And in full
enjoyment of all these doings, the poet of the whole stood singing--the
simple-minded thrush, proclaiming that the world was good and kind, but
himself perhaps the kindest, and his nest, beyond doubt, the best of it.
"How lovely everything is to-day!" Blyth Scudamore spoke slowly, and
gazing shyly at the loveliest thing of all, in his opinion--the face of
Dolly Darling. "No wonder that your brother is a poet!"
"But he never writes about this sort of thing," said Dolly, smiling
pleasantly. "His poems are all about liberty, and the rights of men,
and the wrongs of war. And if he ever mentions cows or sheep, it is
generally to say what a shame it is to kill them."

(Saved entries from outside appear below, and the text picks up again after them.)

PR #1843, opened 2019-06-14
Move managers and brokers endpoints out to premium

tehasdf:
The parts of managers and brokers that are premium-only should
be implemented in cloudify-premium. There's no reason they would
be implemented here.

Additionally, this means that tests that are defined in
cloudify-premium, check the code that is defined there as well.

There should be an accompanying cloudify-premium PR to this.


tehasdf:
also see cloudify-cosmo/cloudify-premium#554

PR #1867, opened 2019-07-07
Cy 1401 improve snapshot dump agents

glukhman:


workflows/cloudify_system_workflows/snapshots/agents.py
```diff
@@ -51,16 +51,19 @@ def restore(self, tempdir, version):
...
-                _include=['id'],
-                _get_all_results=True
-            )
-            for deployment in tenant_deployments:
-                result[tenant_name][deployment.id] = \
-                    self._get_deployment_result(tenant_client, deployment.id)
+        client = get_rest_client()
+        agents = client.agents.list(all_tenants=True)
+        node_instances = list(client.node_instances.list(
+            id=[item['id'] for item in agents.items],
```
inbala: I think it will be nicer to get the ids first :
```
agent_ids = [agent.id for agent in agents.items]
```
And then use it in the list

workflows/cloudify_system_workflows/snapshots/agents.py
```diff
@@ -51,16 +51,19 @@ def restore(self, tempdir, version):
...
+            _all_tenants=True))
+        for inst in node_instances:
```
inbala: I prefer `instance` over `inst`

workflows/cloudify_system_workflows/snapshots/agents.py
```diff
@@ -51,16 +51,19 @@ def restore(self, tempdir, version):
...
+            result.setdefault(inst['tenant_name'], {})
```
inbala: Maybe all the content of the `for` should be in another function `add_instance_to_result`

PR #1868, opened 2019-07-08
CY-1441: Allowing to pass integer secrets in Component 

tyacbovi:


tests/integration_tests/tests/agentless_tests/component/test_component_basics.py
```diff
@@ -76,6 +76,150 @@ def test_component_creation_with_secrets_and_plugins(self):
...
+        blueprint_path = self.make_yaml_file(main_blueprint)
+        self.deploy_application(blueprint_path, deployment_id=deployment_id)
+        deployment = self.client.deployments.get('component')
+        self.assertEquals(deployment.inputs['integer'], 1)
+        self.assertEquals(deployment.inputs['list'], [1, 2])
+        self.assertEquals(deployment.inputs['dict'], {'a': 1})
+        self.assertEquals(deployment.inputs['string'], 'a')
+        self.assertEquals(deployment.inputs['float'], 1.5)
+        self.assertEquals(deployment.inputs['boolean'], False)
+        self.assertEquals(deployment.inputs['regex'], '^.$')
```
adigrabow: The assertions are the same, maybe use a method to do them?

tehasdf: `assertEquals` is deprecated since 2.6, use `assertEqual`

cloudify_types/cloudify_types/component/component.py
```diff
@@ -232,7 +232,7 @@ def _set_secrets(self):
         for secret_name in self.secrets:
             self._http_client_wrapper('secrets', 'create', {
                 'key': secret_name,
-                'value': self.secrets[secret_name],
+                'value': str(self.secrets[secret_name]),
```
tehasdf: this is most likely gonna break non-ascii secrets in py2
for a 2+3-compat version you can use:
```python
u'{0}'.format(self.secrets[secret_name])
```

tests/integration_tests/tests/agentless_tests/component/test_component_basics.py
tyacbovi: because it's a one liner it will not really change something

Issue #567, opened 2016-10-19
Add "Edit" mode on Friends listing page


DaleMcGrew:
Problem -- it is too easy to click "Remove Friend" when browsing through friends.

On the "Friends" page: https://wevote.us/friends, emulate the way the Edit/Done Editing works from this page: https://wevote.us/opinions_followed

DaleMcGrew:
Verified!

PR #568, opened 2016-10-19
Added edit mode for Friends page #567, improvements to CopyLinkModal #487

zachmonteith:
In this PR:
1) added editMode state to Friends page, which gets passed as a prop to the FriendDisplayForList, through the FriendList.  Toggling edit mode will toggle whether the Friend/Unfriend toggle buttons appear next to each friend in a user's list, similar to the edit mode pattern established for organizations a user is following.

2) removed Select All button from CopyLinkModal: it was only being used on mobile browsers, and not all mobile browsers supported it.  Also changed the field containing the URL from a read-only input to a read-only textarea, so that users can more easily see the entire URL string and highlight/select it themselves, to account for cases where the select all script wasn't working properly (most mobile browsers).  Modified appearance of Copy button to match new text area.

left structure in place for future device testing: CopyLinkModal contains a variable named browser_supports_CopyToClipboard, if truthy, copy button will always appear regardless of window size. Default behavior for now will be to only display copy button on max nav browser windows, as it seems to work properly in all desktop browsers.

### DIFF
--- a/src/js/components/Friends/FriendDisplayForList.jsx
+++ b/src/js/components/Friends/FriendDisplayForList.jsx
@@ -14,7 +14,8 @@ export default class FriendDisplayForList extends Component {
     voter_display_name: PropTypes.string,
     voter_twitter_handle: PropTypes.string,
     voter_twitter_description: PropTypes.string,
-    voter_twitter_followers_count: PropTypes.number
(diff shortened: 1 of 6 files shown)


DaleMcGrew:
👍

"But surely it is much worse to kill men. And who is to be blamed for
that, Miss Darling? The Power that wants to overrun all the rest, or the
Country that only defends itself? I hope he has not converted you to
the worship of the new Emperor; for the army and all the great cities of
France have begged him to condescend to be that; and the King of Prussia
will add his entreaties, according to what we have heard."
"I think anything of him!" cried Dolly, as if her opinion would settle
the point. "After all his horrible murders--worst of all of that very
handsome and brave young man shot with a lantern, and buried in a ditch!
I was told that he had to hold the lantern above his poor head, and his
hand never shook! It makes me cry every time I think of it.